As investors face increased exposure to climate-related risks – and new regulations – sustainability is becoming an important part of their strategic investment decisions. There are clear signs that ESG investing is turning mainstream. At Nordea we are well prepared as it’s our strategy to support the companies we are invested in to transition to a more sustainable business model.
Nordea has for the last couple of years significantly enhanced our commitment to ESG (Environmental, Social and Governance). We have widen the scope, both when it comes to product offering and in the use of research and data to further integrate ESG scoring into the larger investment universe.
Last year, we also ramped up our engagement activities in the companies we are invested in and voted on thousands of proposals at over 500 Annual General Meetings and Extraordinary General Meetings, a 14% increase over the prior year.
Engagement the preferred approach
“Nordea is an active owner, it’s our policy to engage with the companies in our portfolios. We believe that ensuring good ESG practices in our funds’ holdings is an important part of safeguarding the long-term interests of shareholders and society,” says Eric Pedersen, Head of Responsible Investments at Nordea Asset Management.
Nordea Asset Management’s engagement activities are carried out on behalf of all our funds and generally falls into three categories:
Norms- and incident-based engagement: engaging with companies breaching international norms or conventions or companies having ESG-related incidents.
Investment-led engagement: engaging with companies on their financially material ESG risks and opportunities.
Thematic engagement: engaging on specific themes such as climate change, biodiversity/water, human rights and good corporate governance, including AML, diversity etc.

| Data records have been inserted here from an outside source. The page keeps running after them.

PR #57, opened 2018-06-07
Order stop fields

### LINKED ISSUE #54: Order Stop Fields according to Field Guide
Requested during the May 31st PVTA meeting

jforgue:
Closes #54

### DIFF
--- a/app/models/bus_stop.rb
+++ b/app/models/bus_stop.rb
@@ -1,8 +1,9 @@
+# frozen_string_literal: true
+
 require 'csv'
 
-include DateAndTimeMethods
-
 class BusStop < ApplicationRecord
+  include DateAndTimeMethods
   has_paper_trail
   validates :name, presence: true
   validates :hastus_id, presence: true, uniqueness: true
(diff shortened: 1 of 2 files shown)


jforgue:
I didn't add any missing fields or remove unnecessary fields from the field guid here via migration. However, I did opt not to use the extra field in the view.

dfaulken:
May we see the final product in action?

app/models/bus_stop.rb
```diff
@@ -1,48 +1,91 @@
...
+    shelter_options: SHELTER_OPTIONS,
+    amenities: AMENITIES,
+    accessibility: ACCESSIBILITY,
+    security_and_safety: SECURITY_AND_SAFETY,
+    technology: TECHNOLOGY
+  }.freeze
+
+  SUPER_HASH.each do |hash|
+    hash.each do |name, options|
+      if options.kind_of?(Array)
```
dfaulken: Would not `is_a?` work here?

jforgue: It would, is that preferred?

jforgue:
screen shot 2018-06-07 at 10 57 14 am

dfaulken:
Cool. We can quibble about styling more when we're switching to the long term solution.

app/models/bus_stop.rb
dfaulken: I guess if it quacks like an array, we can use it.

werebus: Of course, if you really wanted to take duck-typing to its extreme, you would do:

```ruby
if options.respond_to? :include?
```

Recent examples of engagements are the coalition of investors Nordea has led against the construction of the coal plant Vung Ang 2 in Vietnam, the engagement with the Government of Brazil around deforestation and our long-term engagement with the pharmaceutical industry in India.
“We use several different active ownership tools in our engagement process,” explains Eric Pedersen. “We collaborate with other investors, sign letters to management and board of directors, go on field visits and make our voice heard through voting and filing shareholder proposals. The effectiveness of the tools depends on the individual case. Currently, because of the COVID-19 situation, we use Teams and Zoom meetings to keep in touch with the companies we engage in.”
“Engagement is always our preferred approach, which is why we have an in-house team of responsible investment experts consisting of 18 persons, in addition to the 2 corporate governance and voting experts in Nordea Funds – all with deep industry knowledge operating on a global scale. However, we are also ready to exclude companies that are unwilling or unable to have a serious dialogue on the issues we think are important. The latest examples of this are the Brazilian meatpacker JBS and the Saudi oil giant Aramco.”
Supporting companies delivering real change
Our engagement strategy is also expressed in the new Fossil Fuel policy for sustainable Nordea Funds (pdf, 944 KB) which supports companies in their transition to meet the Paris Agreement climate target. The aim of the policy is to be able to stay invested in and support companies delivering real change, while making clear that as a major investor Nordea Funds will start to divest from companies that are not in transition.
Henrika Vikman, head of Nordea Funds, explains why Nordea has chosen not to pursue an exclusion strategy:
“What we try with the policy is not just to exclude all fossil companies – which – if the real aim is to limit the amount of greenhouse gas emissions as fast as possible – does not produce any real-world impact. Nordea’s approach to support the companies transitioning is balanced – it takes into account that we will not get rid of fossil companies by just shifting the responsibility to the next investor. But on the other hand, the companies need to present a transition strategy that puts them on a credible path to complying with the Paris Agreement – and then to stay on that path.”
“Our approach is to encourage the companies responsible for the highest emissions to transition in due time. This is a logical step for us to take as active owners when striving to make a real difference and help to curb climate change – and it also makes sense from the point of view of maximising risk-adjusted returns on our investments.”